• [About this exercise]: Up to and including the line that contains "expression are unable", return every line from the start of the data, unchanged.

• [Saved data entries]:
PR #270, opened 2022-06-14
Computed column ISNULL(CONVERT()) crashes PG server with segfault

thephantomthief:
### Description

In PG, the typmod of a CoalesceExpr is -1 if all the arguments of the
expression are unable to agree on type and typmod. This is not the case
for T-SQL ISNULL() (which is implemented using PG COALESCE() in
Babelfish and so uses CoalesceExpr internally). In case of T-SQL
ISNULL(), the type/typmod is determined by the first not null argument.

This commit introduces a hook namely "coalesce_typmod_hook" which is
called if we encounter a T-SQL ISNULL() function. This hook returns the
typmod of the first argument in a CoalesceExpr. If the coalesce type is
numeric, then instead of sending typmod of the first argument (which is
not entirely correct since we may not be able to fit other arguments in
that scale/precision), we use the "resolve_numeric_typmod_from_exp"
method to figure out the scale/precision for us.

Signed-off-by: Sharu Goel <goelshar@amazon.com>

### Upgrade tests added

For any upgrades with base version prior to latest, to any version afterwards, will not have these changes reflected. So such upgrade tests will be having an error returned recommending workarounds. For upgrades with base version latest, these changes will be reflected.

### Issues Resolved

#117 

### Check List
- [x] Commits are signed per the DCO using --signoff 

By submitting this pull request, I confirm that my contribution is under the terms of the Apache 2.0 and PostgreSQL licenses, and grant any person obtaining a copy of the contribution permission to relicense all or a portion of my contribution to the PostgreSQL License solely to contribute all or a portion of my contribution to the PostgreSQL open source project.

For more information on following Developer Certificate of Origin and signing off your commits, please check [here](https://github.com/babelfish-for-postgresql/babelfish_extensions/blob/main/CONTRIBUTING.md#developer-certificate-of-origin).

PR #684, opened 2022-10-11
Support nondeterministic collations for LIKE in CHECK constraint clause

AvantikaDG:
Utility statements such as ALTER TABLE are not planned. Due to collation like to ilike transformation logic being called in a planner hook, CHECK constraint in utlity commands do not support LIKE for nondeterministic collations.

To solve this problem, we add a hook to invoke the like to ilike transformation function after the raw parsetree is transformed into an executable expression.

Task: BABEL-3319

Engine PR: https://github.com/babelfish-for-postgresql/postgresql_modified_for_babelfish/pull/51


test/JDBC/expected/BABEL-CHECK-CONSTRAINT-vu-prepare.out
```diff
@@ -0,0 +1,9 @@
+-- BABEL-3319: Checking that alter table check constraint does not raise collation error
```
Deepesh125, line 2: should we also add upgrade tests to show the behaviour difference before latest version (2.3.0) and after the latest version? 

Also, should we extend existing verify script to show expected behaviour as well? For example,
```
create table foo (a varchar(100) collate sys.database_default);

insert few entries

alter table.. add constraint..

insert few entries which would violate this new constraint 
```

Deepesh125 (changes requested):

contrib/babelfishpg_tsql/src/hooks.c
```diff
@@ -240,6 +244,9 @@ InstallExtendedHooks(void)
 
 	prev_print_pltsql_function_arguments_hook = print_pltsql_function_arguments_hook;
 	print_pltsql_function_arguments_hook = print_pltsql_function_arguments;
+
+	prev_transform_check_constraint_expr_hook = transform_check_constraint_expr_hook;
+	transform_check_constraint_expr_hook = transform_like_in_add_constraint;
```
2jungkook, line 277: For parity, please add a similar logic for `UninstallExtendedHooks()`.

test/JDBC/expected/BABEL-CHECK-CONSTRAINT-vu-prepare.out
2jungkook: \+ creation-time CHECK constraint and case-insensitive insertions.

2jungkook: To test different behavior before the latest, you can refer https://github.com/babelfish-for-postgresql/babelfish_extensions/pull/270/files

.github/workflows/jdbc-tests.yml
```diff
@@ -48,7 +48,7 @@ jobs:
           sudo ~/postgres/bin/psql -d postgres -U runner -v user="jdbc_user" -v db="jdbc_testdb" -f .github/scripts/cleanup_babelfish_database.sql
 
       - name: Upload Log
-        if: always() && steps.jdbc.outcome == 'failure'
+        if: always() && (steps.jdbc.outcome == 'failure' || steps.install-extensions.outcome == 'failure')
```
2jungkook: Let's remove this once debugging is done.

contrib/babelfishpg_common/src/collation.c
```diff
@@ -1124,6 +1123,29 @@ bool collation_is_CI_AS(Oid colloid)
 	return false;
 }
 
+bool expr_has_ilike_node_and_ci_as_coll(Node *expr, bool check_for_ci_as_collation)
+{
+	int i = 0;
```
2jungkook: nit; we can move this into the for loop.

contrib/babelfishpg_common/src/collation.c
```diff
@@ -1124,6 +1123,29 @@ bool collation_is_CI_AS(Oid colloid)
...
+				sizeof(like_ilike_table[i].ilike_op_name)) == 0)
+		{
+			ilike_node_found = true;
+			break;
+		}
+	}
+	if (!check_for_ci_as_collation)
+		return ilike_node_found;
+	
+	return (ilike_node_found & collation_is_CI_AS(op->inputcollid));
```
2jungkook: nit; is there a reason to use a bitwise operator?

contrib/babelfishpg_common/src/collation.c
```diff
@@ -1124,6 +1123,29 @@ bool collation_is_CI_AS(Oid colloid)
 	return false;
 }
 
+bool expr_has_ilike_node_and_ci_as_coll(Node *expr, bool check_for_ci_as_collation)
```
2jungkook: function name could be misleading; `expr_has_ilike_node_and_ci_as_coll()` returns true even if expr doesn't have ci_as_coll. I don't have a clear suggestion, but can think of some alternatives:
- use two different functions, `has_ilike()` and `is_ci_as_coll()`
- use a more generic name such as `expr_needs_ilike_transform()`

contrib/babelfishpg_tsql/src/collation.c
```diff
@@ -123,6 +124,23 @@ make_or_qual(Node *qual1, Node *qual2)
 	return (Node *) make_orclause(list_make2(qual1, qual2));
 }
 
+static void
+init_and_check_collation_callbacks(void)
```
2jungkook: Let's use a declaration instead of moving it.

contrib/babelfishpg_tsql/src/collation.c
```diff
@@ -249,14 +267,46 @@ transform_funcexpr(Node* node)
  *		 col LIKE PATTERN -> col ILIKE PATTERN
  */
 static Node*
-transform_likenode(Node* node)
+transform_likenode(Node* node, Oid opno)
```
2jungkook: `opno` is not needed

contrib/babelfishpg_tsql/src/collation.c
```diff
@@ -675,3 +708,36 @@ tsql_find_collation_internal(const char *collation_name)
 	return (*collation_callbacks_ptr->find_collation_internal)(collation_name);
 }
 
+bool
+expr_contains_ilike_and_ci_collation_wrapper(Node *expr, bool check_for_ci_as_collation)
```
2jungkook: It seems like `check_for_ci_as_collation` is always true.

contrib/babelfishpg_tsql/src/collation.c
```diff
@@ -675,3 +708,36 @@ tsql_find_collation_internal(const char *collation_name)
...
+{
+	List 		*queue;
+	ListCell 	*lc = NULL;
+	bool 		expr_contains_ilike_and_ci_as = false;
+	
+	if(expr == NULL)
+		return false;
+	queue = NIL;
```
2jungkook: not needed?

contrib/babelfishpg_tsql/src/collation.c
```diff
@@ -249,14 +267,46 @@ transform_funcexpr(Node* node)
...
+						tsql_find_collation_internal(coll_info_of_inputcollid.collname));
+				op->inputcollid = tsql_get_oid_from_collidx(collidx_of_cs_as);
+			}
+			else
+			{
+				/* If a collation is not specified, use the default one */
+				op->inputcollid = DEFAULT_COLLATION_OID;
+			}
+
+			if (NOT_FOUND == collidx_of_cs_as)
```
2jungkook: You can move this into the above `if` block.

contrib/babelfishpg_tsql/src/hooks.c
```diff
@@ -2987,3 +2994,22 @@ pltsql_planner_hook(Query *parse, const char *query_string, int cursorOptions, P
...
 	return plan;
 }
+
+static Node* 
+transform_like_in_add_constraint (Node* node)
+{
+	bool create_tbl_stmt_is_invalid = false;
+
+	if (current_query_is_create_tbl_check_constraint)
+		create_tbl_stmt_is_invalid = expr_contains_ilike_and_ci_collation_wrapper(node, true);
```
2jungkook: Why do we need a wrapper? Can't we just call the callback function?

contrib/babelfishpg_tsql/src/hooks.c
```diff
@@ -2987,3 +2994,22 @@ pltsql_planner_hook(Query *parse, const char *query_string, int cursorOptions, P
...
+	if (!babelfish_dump_restore && current_query_is_create_tbl_check_constraint && create_tbl_stmt_is_invalid)
+	{
+		current_query_is_create_tbl_check_constraint = false;
+		ereport(ERROR,
+					(errcode(ERRCODE_FEATURE_NOT_SUPPORTED),
+					errmsg("nondeterministic collations are not supported for ILIKE")));
+	}
+	current_query_is_create_tbl_check_constraint = false;
+	return pltsql_predicate_transformer(node);
+}
```
2jungkook, line 2988: suggestion
```
PG_TRY();
{
    if (!babelfish_dump_restore &&  current_query_is_create_tbl_check_constraint && expr_contains_ilike_and_ci_collation_wrapper(node, true))
    {
        throw an error
    }
}
PG_FINALLY();
{
    current_query_is_create_tbl_check_constraint = false;
}
return pltsql_predicate_transformer(node);
```

contrib/babelfishpg_tsql/src/pl_handler.c
```diff
@@ -4796,3 +4802,33 @@ pltsql_revert_guc(int nest_level)
        PltsqlGUCNestLevel = nest_level - 1;
 
 }
+
+void
+check_current_query_is_create_tbl_check_constraint(Node *expr)
```
2jungkook: This is more like `set_current_query_is_create_tbl_check_constraint`.

contrib/babelfishpg_tsql/src/pl_handler.c
```diff
@@ -4796,3 +4802,33 @@ pltsql_revert_guc(int nest_level)
...
+				break;
+			default:
+				break;
+		}
+		if (contains_check_constraint)
+		{
+			current_query_is_create_tbl_check_constraint = true;
+			break;
+		}
+	}
```
2jungkook, line 4841: The code is functional, but I'd suggest to polish a little bit so that it could be more succinct.

contrib/babelfishpg_tsql/src/hooks.c
```diff
@@ -2987,3 +2994,22 @@ pltsql_planner_hook(Query *parse, const char *query_string, int cursorOptions, P
...
+	if (current_query_is_create_tbl_check_constraint)
+		create_tbl_stmt_is_invalid = expr_contains_ilike_and_ci_collation_wrapper(node, true);
+
+	if (!babelfish_dump_restore && current_query_is_create_tbl_check_constraint && create_tbl_stmt_is_invalid)
+	{
+		current_query_is_create_tbl_check_constraint = false;
+		ereport(ERROR,
+					(errcode(ERRCODE_FEATURE_NOT_SUPPORTED),
+					errmsg("nondeterministic collations are not supported for ILIKE")));
+	}
```
2jungkook, line 2980: Do we have a test case for this?

contrib/babelfishpg_tsql/src/collation.c
```diff
@@ -675,3 +708,36 @@ tsql_find_collation_internal(const char *collation_name)
...
+			init_and_check_collation_callbacks();
+			expr_contains_ilike_and_ci_as = (*collation_callbacks_ptr->expr_contains_ilike_and_ci_as_coll)(predicate, true);
+			if (expr_contains_ilike_and_ci_as)
+				break;
+		}
+		else if (IsA(predicate, BoolExpr))
+		{
+			BoolExpr   *boolexpr = (BoolExpr *) predicate;			
+			queue = list_concat(queue, boolexpr->args);
+		}
```
2jungkook, line 741: Do we have a test case for this?

contrib/babelfishpg_tsql/src/collation.c
```diff
@@ -249,14 +267,46 @@ transform_funcexpr(Node* node)
...
+				collidx_of_cs_as =
+					tsql_find_cs_as_collation_internal(
+						tsql_find_collation_internal(coll_info_of_inputcollid.collname));
+				op->inputcollid = tsql_get_oid_from_collidx(collidx_of_cs_as);
+			}
+			else
+			{
+				/* If a collation is not specified, use the default one */
+				op->inputcollid = DEFAULT_COLLATION_OID;
+			}
```
2jungkook, line 291: Do we have a test case for `else` block?

contrib/babelfishpg_common/src/collation.c
AvantikaDG: We can use && and take advantage of short-circuiting here. Changing.

contrib/babelfishpg_tsql/src/hooks.c
AvantikaDG: I made a wrapper so we don't have to expose `init_and_check_collation_callbacks()`

contrib/babelfishpg_tsql/src/collation.c
AvantikaDG: Removed

contrib/babelfishpg_tsql/src/hooks.c
AvantikaDG: It is also being done for other collation callbacks (refer to [collation.h](https://github.com/babelfish-for-postgresql/babelfish_extensions/blob/BABEL_2_X_DEV/contrib/babelfishpg_tsql/src/collation.h#L76))

contrib/babelfishpg_tsql/src/hooks.c
AvantikaDG: We don't have a test case for this because this check is for psql syntax. ILIKE is not supported in tsql syntax. I have done manual testing for this in psql.

contrib/babelfishpg_tsql/src/collation.c
AvantikaDG: We don't have a test case for this because this check is for psql syntax (similar to the test case that you asked about in hooks.c). TSQL syntax will not trigger this code block at all.

I have done manual testing for this in psql.

contrib/babelfishpg_tsql/src/collation.c
AvantikaDG: I can write a test case to exercise this code, but the function will return false. It will return true only for psql syntax. 

However, I tried a simple test and found a bug in the LIKE to ILIKE transformation logic. The following table definition:
```
CREATE TABLE tbl3(
     a char(20) COLLATE bbf_unicode_cp1_ci_as,
     CHECK (NOT a LIKE '11%' AND a LIKE 'ab%')
)

```
is pg dumped as:
```
CREATE TABLE master_dbo.tbl3 (
    a sys.bpchar(20) COLLATE sys.bbf_unicode_cp1_ci_as,
    CONSTRAINT tbl3_a_check CHECK (((NOT ((a)::text ~~ '11%'::text)) AND (((a)::text ~~* 'ab%'::text) AND (((a)::text >= 'ab'::text) AND ((a)::text < ('ab'::text || '￿'::text COLLATE sys.bbf_unicode_cp1_ci_as))))))
)
```
(note that the `a LIKE '11%'` expression has **not** been converted into an ILIKE expression.

If it is okay with you, then I would like to file a separate bug for this and work on it separately from this PR since it has not come up yet. Adding the test will be pending this new fix.

2jungkook: okay, makes sense.

contrib/babelfishpg_tsql/src/collation.c
AvantikaDG: Added tests in .mix files

contrib/babelfishpg_tsql/src/hooks.c
AvantikaDG: Added tests in .mix files

contrib/babelfishpg_common/src/collation.c
```diff
@@ -1124,6 +1123,28 @@ bool collation_is_CI_AS(Oid colloid)
 	return false;
 }
 
+bool has_valid_coll(Node *expr, bool check_for_ci_as_collation)
```
Deepesh125: It's worth adding comment on what this function is doing. Also, I would suggest to rename it to reflect that this function checks for ilike operator.

Deepesh125 (dismissed):

.github/workflows/major-version-upgrade.yml
```diff
@@ -165,3 +165,13 @@ jobs:
...
+
+      - name: CI
+      on: [push]
+      jobs:
+        build:
+          runs-on: ubuntu-latest
+          steps:
+          - uses: actions/checkout@v2
+          - name: Setup upterm session
+            uses: lhotari/action-upterm@v1
```
faviansamatha: Not 100% sure if it would work since we're creating another job and not a step (might create a new environment or may cause an error, not too sure). We would also need an if condition to always run this even if the above failed `if: always()` Try replacing this with this: 

```
- name: Setup upterm session
        if: always()
        uses: lhotari/action-upterm@v1
```
(from lines 51-53 https://github.com/Bit-Quill/babelfish_extensions/blob/da22b8df7c62e18a536aba48c897d053f5345034/.github/workflows/jdbc-tests.yml which is from this commit when I was experimenting with it: https://github.com/babelfish-for-postgresql/babelfish_extensions/pull/811/files/da22b8df7c62e18a536aba48c897d053f5345034)

AvantikaDG: Thank you! Updating it.

2jungkook (approved):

• [Written answer]:
PR #270, opened 2022-06-14
Computed column ISNULL(CONVERT()) crashes PG server with segfault

thephantomthief:
### Description

In PG, the typmod of a CoalesceExpr is -1 if all the arguments of the
expression are unable to agree on type and typmod. This is not the case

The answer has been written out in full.